悪いね、と言いつつ大して悪びれていない老婆に、メアリーは気を悪くするでもなく、おっとり微笑んだ。
「いいえ、いいえ、お気になさらず。どうせドッカンドッカンしてるのは、ブラッドフォードちゃんでしょう〜? ルイスちゃんがいるから、屋敷に被害も無いでしょうし」
パーティ会場のそばで派手な爆発音が響いても、客達は多少驚きはすれど、動揺している者は殆どいなかった。

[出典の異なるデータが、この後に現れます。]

PR #1401, opened 2025-08-11
Add lbfgs with linesearch convenience function

alexhallam:
## Summary
I never use `optax.lbfgs` without linesearch. I thought it would be a nice user experience to add this with some defaults I found from the stan library. I have tested these defaults out on some linear regression tasks and get the same results as other linear regression libraries.

## Goal

Add `optax.lbfgs_ls()` convenience function that combines L-BFGS with zoom linesearch using Stan library defaults.

## Changes
- Add `optax.lbfgs_ls()` function that provides a simpler API compared to manually configuring `optax.lbfgs` with linesearch
- Use Stan GLM defaults for linesearch parameters:
  - `max_linesearch_steps=20`
  - `initial_guess_strategy="one"`
  - `slope_rtol=1e-4`
  - `curv_rtol=0.9`
- Update documentation and exports
- Add detailed references to Stan source code
- Add simple testing

## Motivation
Currently, using L-BFGS with linesearch requires manual configuration:
```python
linesearch = optax.scale_by_zoom_linesearch(...)
optimizer = optax.lbfgs(linesearch=linesearch, ...)
```

This PR adds a convenience function `optax.lbfgs_ls()` that can be called like other optimizers:
```python
optimizer = optax.lbfgs_ls()  # Uses Stan defaults
```

### DIFF
--- a/docs/api/optimizers.rst
+++ b/docs/api/optimizers.rst
@@ -18,6 +18,7 @@ Optimizers
     lamb
     lars
     lbfgs
+    lbfgs_ls
     lion
     nadam
     nadamw
@@ -89,6 +90,10 @@ Lars
 LBFGS
 ~~~~~
 .. autofunction:: lbfgs
+
+LBFGS with Linesearch
+~~~~~~~~~~~~~~~~~~~~~
+.. autofunction:: lbfgs_ls
 
 Lion
 ~~~~
--- a/optax/__init__.py
+++ b/optax/__init__.py
@@ -44,6 +44,7 @@ from optax._src.alias import fromage
 from optax._src.alias import lamb
 from optax._src.alias import lars
 from optax._src.alias import lbfgs
+from optax._src.alias import lbfgs_ls
 from optax._src.alias import lion
 from optax._src.alias import MaskOrFn
 from optax._src.alias import nadam
@@ -373,6 +374,7 @@ __all__ = (
     "lamb",
     "lars",
     "lbfgs",
+    "lbfgs_ls",
     "lion",
     "linear_onecycle_schedule",
     "linear_schedule",
--- a/optax/_src/alias.py
+++ b/optax/_src/alias.py
@@ -2717,3 +2717,81 @@ def lbfgs(
       base_scaling,
       linesearch,
   )
+
+
+def lbfgs_ls(
+    memory_size: int = 10,
+    scale_init_precond: bool = True,
+) -> base.GradientTransformationExtraArgs:
+  r"""L-BFGS optimizer with linesearch using Stan library defaults.
+
+  This is a convenience function that combines L-BFGS with a zoom linesearch
+  using default parameters from the Stan library's GLM implementation. It provides a simpler
+  API compared to manually configuring `optax.lbfgs` with linesearch.
+
+  The linesearch ensures sufficient decrease and small curvature using the
+  zoom method with the following default parameters:
+  - max_linesearch_steps=20
+  - initial_guess_strategy="one"
+  - slope_rtol=1e-4
+  - curv_rtol=0.9
+
+  Args:
+    memory_size: number of past updates to keep in memory to approximate the
+      Hessian inverse.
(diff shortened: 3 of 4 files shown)


rdyro:
Hey @alexhallam , thanks for raising this issue! We should definitely have the best heuristic defaults possible.

The current lbfgs alias should already have zoom linesearch  by default, does it not?

What do you think about using stan's defaults in the current L-BFGS implementation instead of creating a new alias?

alexhallam:
> The current lbfgs alias should already have zoom linesearch by default, does it not?

You may have to correct me. I was under the impression that the user would chose if they want to use learning rate or linesearch.

> What do you think about using stan's defaults in the current L-BFGS implementation instead of creating a new alias?

I think that is fine. I am assuming this would also set linesearch as the default as opposed to learning rate for this optimization method.

rdyro:
It seems to be linesearch by default: https://github.com/google-deepmind/optax/blob/74c68567280cc9d68bde0bdca41258808385295c/optax/_src/alias.py#L2580

Would you be able to contribute adjusting the alias defaults (like the linesearch step count) and writing a test to verify there's a lineasearch state when the optimizer is created with default arguments?

alexhallam:
Is this what you were expecting?

optax/_src/alias_test.py
```diff
@@ -1083,5 +1083,99 @@ def step(params, state):
           assert jax.tree.leaves(params)[0].dtype == dtype
 
 
+class LBFGSDefaultTest(chex.TestCase):
+  """Tests for the default lbfgs function with Stan library defaults."""
+
+  def test_lbfgs_default_has_linesearch_state(self):
```
rdyro, line 1089: only keep this test please and move it to the LBFGSTest

optax/_src/alias.py
```diff
@@ -2702,6 +2705,14 @@ def lbfgs(
     1 at the first iteration. The choice of :math:`\gamma_0` is not detailed in
     the references above, so this is a heuristic choice.
 
+  .. note::
+    The default linesearch uses Stan library defaults from the GLM
```
rdyro, line 2709: add link to the stan library

optax/__init__.py
```diff
@@ -373,6 +374,7 @@
     "lamb",
     "lars",
     "lbfgs",
+
```
rdyro, line 377: remove this space

optax/__init__.py
```diff
@@ -44,6 +44,7 @@
 from optax._src.alias import lamb
 from optax._src.alias import lars
 from optax._src.alias import lbfgs
+
```
rdyro, line 47: remove this space

docs/api/optimizers.rst
```diff
@@ -90,6 +90,7 @@ LBFGS
 ~~~~~
 .. autofunction:: lbfgs
 
+
```
rdyro, line 93: remove this space

rdyro (commented):
Thanks for the contribution, I left a couple comments.

rdyro:
> Is this what you were expecting?

That's right, thanks! I left a couple of comments

optax/_src/alias.py
```diff
@@ -2584,7 +2584,10 @@ def lbfgs(
     linesearch: Optional[
         Union[base.GradientTransformationExtraArgs, base.GradientTransformation]
     ] = _linesearch.scale_by_zoom_linesearch(
-        max_linesearch_steps=20, initial_guess_strategy='one'
+        max_linesearch_steps=20,
+        initial_guess_strategy='one',
+        slope_rtol=1e-4,
```
vroulet, line 2589:
```
  slope_rtol=1e-4,
  curv_rtol=0.9,
```
are already default parameters for the zoom linesearch.
So no need to add them.

vroulet (commented):
Thank you. I don't believe this PR is necessary. All default parameters were already properly defined. Maybe simply add that the hyper-parameters match standard implementations with a link to stan.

今日のパーティには〈砲弾の魔術師〉と〈結界の魔術師〉がいるのだ。パーティ参加者達の反応は「やぁ、大きな音がしましたなぁ」「〈砲弾の魔術師〉殿が花火でもあげているのでしょう」「今日は〈結界の魔術師〉殿がおりますし、こちらに被害が及ぶことはありますまい。ははははは」といった具合である。
アデラインが皮肉っぽく鼻を鳴らした。
「はん! この国も平和になったもんだよ」
「うふふ、本当にその通りですわね〜。だって、あたくし達が若い頃は、帝国の人間と恋愛なんて考えられなかったですもの」
メアリーの言葉にアデラインは黙り込む。そして沈黙を誤魔化すかのように、グラスのワインをぐいと煽った。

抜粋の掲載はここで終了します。